A propos d'une statue de Louis XVI allant au supplice, dont le projet avait été adopté eu 1824, il écrit dans une note (t. II, p. 20) :
« Le comte Beugnot m'a, à ce sujet, rapporté l'anecdote suivante : « Le jour de la mort du roi, dit-il, j'étais avec quelques amis qui partageaient ma douleur. L'idée vint à un de nous d'ennoblir ce qui était si affligeant, et il proposa de mettre dans la bouche du prêtre qui accompagnait le monarque, le mot vraiment sublime qui a fait une si grande fortune. L'abbé Edgeworth a dû être bien surpris en voyant le lendemain dans les journaux que son cœur avait été si bien servi par son esprit. »

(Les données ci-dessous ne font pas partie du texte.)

PR #214, opened 2021-07-25
fix heatmap scroll

### LINKED ISSUE #195: Wastewater heatmap: Fix left column when scrolling
The left column with the mutation names of the wastewater heatmap should be fixed during horizontal scrolling if the width of the screen is large enough. 

image

spacephoton:
#195

When screen id bigger than tailwind `md`, keep left bar static, while the heatmap still scrollable horizontally.
CleanShot 2021-07-25 at 17 02 46@2x


chaoran-chen:
It would be great if you could fix the code style so that we can use the Vercel preview :)

chaoran-chen:
Hi @TKGZ. The labels are not aligned with the colored cells (in Chrome and Firefox on Windows). Do you (or @ningxie1991) have an idea how to fix it? Since the scrollbar has different heights in different browsers, I guess that this issue is not entirely trivial..

image

spacephoton:
> Hi @TKGZ. The labels are not aligned with the colored cells (in Chrome and Firefox on Windows). Do you (or @ningxie1991) have an idea how to fix it? Since the scrollbar has different heights in different browsers, I guess that this issue is not entirely trivial..

Ah yes, this is a problem to fix

spacephoton:
Yes, it depends on the browser. I added scrollbar on the left part too, can you have a look how it is now? On mac it's not a problem since it doesn't take space.

image

chaoran-chen (approved):
Lucky Mac :P

Now it works on Windows as well 👍 
image

spacephoton:
> Lucky Mac :P
> 
> Now it works on Windows as well 👍
> image

not the most pretty but it works!

PR #215, opened 2021-07-25
Search on enter + move button right

### LINKED ISSUE #202: Initiate search with enter
The user should be able to perform a search by clicking on Enter.

I already tried to implement it yesterday. There is an `onKeyDown` event handler that can be used to get the Enter event. However, it wasn't obvious to me how we can find out whether the user clicked on Enter to select a suggestion or not.

(Thanks @corneliusroemer for the suggestion.)

spacephoton:
CleanShot 2021-07-25 at 17 12 03@2x
#202


chaoran-chen (approved):
Looks good to me!

PR #218, opened 2021-07-30
Added search by comma separated list feature

### LINKED ISSUE #198: Search: Accept comma-separated list
The user should be able to copy&paste a comma-sperated list of mutations into the search field. The list should then be parsed.

In pictures:

image

to

image

Open question: What if one of the mutations is in an invalid format?

### LINKED ISSUE #216: Variant search: "remove all" button not working property
The "x" at the right side of the variant search field to remove all input is not working properly. 

image

How to reproduce the error:

1. Open https://cov-spectrum.ethz.ch/
2. Enter in the variant search field "B.1.1.7"
3. Click on the remove all "x" button
4. Enter S:N501Y
5. Click on search

Instead of showing the page for the "S:N501Y" variant, it shows "B.1.1.7 + S:N501Y".

ningxie1991:
For issue #198

1. Modified the AsyncSelect component by manually setting value, inputValue and menuIsOpen
2. Added handleInputChange, handleCommaSeparatedInput methods to handle the case when inputs have commas
3. User can directly paste a comma separated list of mutations (spaces will be trimmed). The list gets transformed into valid tags immediately, compliant to the rules and logic defined in the [suggestOptions ](https://github.com/cevo-public/cov-spectrum-website/blob/601be84331101ef9d1f497fa1b41ddca7e332be5/src/components/VariantSearch/VariantSearch.tsx#L108-L125) method.
4. User can also create valid tag by entering a mutation name then comma one by one (it behaves like the enter key) 

copy paste comma separated list

The following gif shows when there are invalid entries from the list. The valid mutation queries will be transformed into tags and the invalid queries text will remain in the input field and the drop down option "No Options" will be shown.  (I think this could be better and cleaner than showing an error message for those invalid queries.)

copy paste comma separated list with invalid queries

The search on enter feature still works.

@TKGZ @chaoran-chen Please review the code and test the features. Thanks!

### DIFF
--- a/src/components/VariantSearch/VariantSearch.tsx
+++ b/src/components/VariantSearch/VariantSearch.tsx
@@ -214,7 +214,7 @@ export const VariantSearch = ({ onVariantSelect }: Props) => {
 
   /**
    * This is needed because the code is converted to manually opening/closing the option menu,
-   * which overrides the default behaviour of the DropdownIndicator. 
+   * which overrides the default behaviour of the DropdownIndicator.
    * @param props props of component
    * @constructor the constructor
    */
--- a/src/components/VariantSearch/VariantSearch.tsx
+++ b/src/components/VariantSearch/VariantSearch.tsx
@@ -112,9 +112,6 @@ export const VariantSearch = ({ onVariantSelect }: Props) => {
   };
 
   const suggestOptions = (query: string): SearchOption[] => {
-    if(query.slice(-1) == ","){
-      query = query.slice(0, -1)
-    }
     const onePLAlreadySelected =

On a cru longtemps que l'auteur du mot, était Charles Mis, qui rédigeait alors le Républicain français. M. Fournier est d'avis qu'il faut en restituer la paternité à Charles Lacretelle, dit Lacretelle jeune. Voici comment cet historien s'exprime, dans ses Dix années d'épreuves pendant la Révolution (1842, p. l.'134) :
« Je lis dans l'un des journaux du temps, soumis à l'unique censure de la guillotine, un récit des derniers moments de Louis XVI. Comme c'était alors presque le seul où respirât de l'intérêt pour l'auguste victime, il fut généralement copié et traduit dans plus d'une langue. C'est là que se trouve le mot attribué au confesseur du roi, l'abbé Edgeworth... J'en ai cherché depuis vainement l'auteur. Je ne me crois pas assez éloquent pour l'avoir trouvé, et il me semble que le souvenir d'une telle invention, ne doit point se perdre; j'ai pu avec franchise l'insérer dans mon Histoire de la Convention, qui parut d'abord sous le titre de Précis historique. (1806). »
M. Combes a inutilement cherché l'article en question dans les journaux du temps. Il a trouvé le mot pour la première fois reproduit, sous une forme un peu différente, au bas d'une gravure des Révolutions de Paris, qui se rapporte au n° 185 (19-26 janvier 1792), mais qui ne dut paraître que dans le courant de mars, avec le numéro 192.
M. Fournier nous assure que Ch. Lacretelle, moins modeste dans l'intimité, se reconnaissait volontiers l'auteur de la belle parole attribuée à l'abbé Edgeworth. Un tel aveu fait plus d'honneur à son imagination d'artiste qu'à sa conscience d'historien.
M. le marquis de Beaucourt n'attache qu'une médiocre valeur à l'attribution nouvelle produite par M. Fournier, et passe sous silence les témoignages rapportés par Michelet et par M. d'Haussez. Il cite un grand nombre d'extraits empruntés à divers historiens et narrateurs, qui ont reproduit le mot conformément à la tradition. Malheureusement, il est à remarquer qu'aucun de ces documents n'émane d'un témoin pouvant affirmer qu'il a entendu l'abbé Edgeworth prononcer la fameuse phrase. Aussi hésite-t-il avec beaucoup de raison à conclure d'une manière positive à son authenticité.
« Il est avec le ciel des accommodements. »
C'est ainsi que l'on cite ordinairement une parole que Molière a mise dans la bouche de Tartuffe sous cette forme :
Le Ciel défend, de vrai, certains contentements ;
Mais on trouve avec lui des accommodements.
(Le Tartuffe ou l'Imposteur, 1664, acte IV, scène V, vers 1487-1488.)
La forme généralement adoptée pour cette citation se trouve dans la Lettre sur la comédie de l'Imposteur (1667), qui a été attribuée à Molière et que l'on a souvent jointe à cette pièce. (Ed. Regnier, t. IV, 1878, p. 548.)